Decisions are made by people. Individuals have cognitive, emotional and cultural biases. People act on information, which can be incomplete and on knowledge, which can be imperfect. They organize themselves into groups which have their own dynamics, influence individuals within the group and interact with other groups. The interaction between individuals, between individuals and groups and between groups is governed by principles.
People don't just make decisions, they also consume, produce and design products. These products have their own laws, dynamics and so on. There is a difference between oil and oil futures and between plain vanilla and OTC markets. This is because the markets are organized differently, because the products are different and because the players are different.
Economics created a series of concepts such as utility, value, labour, capital, interest, consumption and production, which made it possible to focus on a specific type of action and interaction without going into the details of the person, product, organization etc. In physics and chemistry scientists don't worry about the legal ownership of the substances they study either.
Economic sociologists have now begun studying how people in financial organizations actually make decisions and how information actually flows between people, departments, organizations etc. They therefore study the same networks, but from a different perspective. Donald MacKenzie has been at the forefront of this research and recently wrote another op-ed article for the Financial Times (or pdf-version here).
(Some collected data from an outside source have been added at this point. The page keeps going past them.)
PR #3992, opened 2018-08-09
Pin cwltool version

cjllanwarne:
Should unblock our CI but may not be necessary if the short-term fix in https://github.com/common-workflow-language/cwltool/pull/865 or the longer-term update in https://github.com/common-workflow-language/cwltool/pull/864 get released soon.

On the other hand, as Peter says re ruamel, having open ended dependencies is a bad idea generally, so maybe pinning to a known good version is a good idea regardless?


kshakir:
This PR was squashed into #4000

PR #3996, opened 2018-08-10
Catch other message type when cache copy fails

cjllanwarne:


aednichols:
Merging on the basis that tests pass, this is the same code as https://github.com/broadinstitute/cromwell/pull/3997, and https://github.com/broadinstitute/cromwell/pull/3997 is approved

PR #3997, opened 2018-08-10
[34] Catch other message type when cache copy fails

cjllanwarne:


engine/src/main/scala/cromwell/engine/workflow/lifecycle/execution/job/EngineJobExecutionActor.scala
```diff
@@ -217,6 +217,10 @@ class EngineJobExecutionActor(replyTo: ActorRef,
     case Event(CachedOutputLookupFailed(_, error), data: ResponsePendingData) =>
       log.warning("Can't make a copy of the cached job outputs for {} due to {}. Running job.", jobTag, error)
       runJob(data)
+    case Event(JobFailedNonRetryableResponse(_, error, _), data: ResponsePendingData) =>
```
danbills: Whoa.  What happens today when this message is dropped?

danbills: nm I can't read diffs

aednichols:
Closing on the basis that https://github.com/broadinstitute/cromwell/pull/3996 is on dev and no one seems to think this is important enough to hotfix - in fact, we forgot all about it for a while

PR #4000, opened 2018-08-13
Retry centaur tests after logging to Sentry.

kshakir:
Sending error info to sentry during centaur testing before retrying.
Encrypting sensitive variables using a random key during centaur tests, jic they are sent to sentry.
Rendering secure resources during _all_ tests.
When secure variables cannot be rendered, only fail when secure variables are required, otherwise producing only info/warning messages.
Disabled caches during tests that read `backendStatus` call metadata.
Allow `test_cromwell.sh` to use a centaur config file.
Enable GcsPathBuilderFactory to retry more than zero times.
Lazy load centaur `*.inputs` & `*.options` so that they aren't required to load `*.test` files.
Relatedly, so that one doesn't (try to) accidentally commit the changes, `git rm` the options file that was being rendered.
Moved logback.xml out of transitive core library and into executables, next to application.conf files.
Pin `cwltool` version.
Use a workaround to pass `--timeout` through `run_test.sh` to `cwltest`.
Using `better.files` instead of `java.nio.Path`, and passing `IO` monads further up.


src/ci/bin/test.inc.sh
```diff
@@ -110,12 +113,13 @@ cromwell::private::create_build_variables() {
         *)
             CROMWELL_BUILD_IS_CI=false
             CROMWELL_BUILD_IS_CRON="${CROMWELL_BUILD_IS_CRON-false}"
-            CROMWELL_BUILD_IS_SECURE=false
+            CROMWELL_BUILD_IS_SECURE=true
```
mcovarr: 👁

src/ci/resources/cwl_conformance_test.wdl
```diff
@@ -63,10 +63,13 @@ task run_test_index {
         Int timeout
     }
 
+    # Weird -n/--timout format is because ./run_test.sh doesn't pass through the timeout parameter to cwltest.
```
mcovarr: --timeout

src/ci/resources/cwl_conformance_test.wdl
```diff
@@ -63,10 +63,13 @@ task run_test_index {
...
+    # Test 55 often runs over 10 minutes in Travis/PapiV2 and requires a longer timeout.
+    # So, we use the fact that run_test.sh conveniently doesn't sanitize -n to wire the --timeout _inside_ the -n arg.
```
mcovarr: 🤕

centaur/src/it/scala/centaur/AbstractCentaurTestCaseSpec.scala
```diff
@@ -92,31 +102,68 @@ abstract class AbstractCentaurTestCaseSpec(cromwellBackends: List[String]) exten
...
+    * @param retries Total number of attempts to retry.
+    * @param attempt Current zero based attempt.
+    * @return IO effect that will run the test, possibly retrying.
+    */
+  private def tryTryAgain(testName: String, runTest: => IO[Unit], retries: Int, attempt: Int = 0): IO[Unit] = {
+    def maybeRetry(centaurTestException: CentaurTestException): IO[Unit] = {
+      val testEnvironment = TestEnvironment(testName, retries, attempt)
+      for {
+        _ <- ErrorReporters.logCentaurFailure(testEnvironment, centaurTestException)
+        _ <- if (attempt < retries) {
```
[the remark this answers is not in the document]
kshakir: `attempt`/`retryAttempt` is zero based in all places in this PR for easier arithmetic. Perhaps `attempt` should be renamed to `retryAttempt` here too?

centaur/src/it/scala/centaur/reporting/AggregatedIo.scala
```diff
@@ -0,0 +1,56 @@
...
+    val ioListThrowables: IO[List[ThrowableNelOr[A]]] =
+      listIo.traverse[IO, ThrowableNelOr[A]](_.attempt.map(_.toValidatedNel))
+    val ioThrowablesList: IO[ThrowableNelOr[List[A]]] = ioListThrowables.map(_.sequence[ThrowableNelOr, A])
+    val ioEither: IO[Either[Throwable, List[A]]] = ioThrowablesList map {
+      case Valid(list) => Either.right(list)
+      case Invalid(nel) if nel.tail.isEmpty => Either.left(nel.head)
+      case Invalid(nel) => Either.left(new AggregatedException(multipleExceptionContext, nel.toList))
+    }
+    val ioList: IO[List[A]] = ioEither.flatMap(IO.fromEither)
+    ioList
```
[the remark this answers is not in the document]
kshakir: Sorta, when my eyes read through this FP-algebra I didn't like that I had to jump back up to the method signature to determine the return type of the last line.

I can squish them though.

src/ci/bin/test.inc.sh
kshakir: If auto-vault-rendering of secrets fails during a run on one's laptop, `test.inc.sh` prints a warning and continues, letting the user know that they should be manually setting up the confs using their own secure creds. As far as the rest of the logic goes, the tests are still "secure" in this case and may continue.

src/ci/resources/cwl_conformance_test.wdl
kshakir: <sup>Hunh... this isn't the only `timout` in the code...</sup>

mcovarr: I'm surprised / disappointed if `--timeout` wasn't being passed through. Are you sure it wasn't a `--timout`?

I think the two types of analysis are and should be complementary. The picture shows different network densities at different moments of the day. The sociologist might then ask what this means for the people making decisions, who is in the office, whether work piles up, whether the decision process is different. And now I should be going back to what I should be working on...
Links
The ECB organized a workshop on Recent advances in modelling systemic risk using network analysis. The proceedings of the workshop were published in January 2010.
The topology of the Federal Funds Market. ECB working paper No. 986, December 2008.
On the Informational Properties of Trading Networks. Lada Adamic et al. 2009.
Networks in Finance. Franklin Allen and Ana Babus . Wharton Financial Institutions Center Working Paper No. 08-07.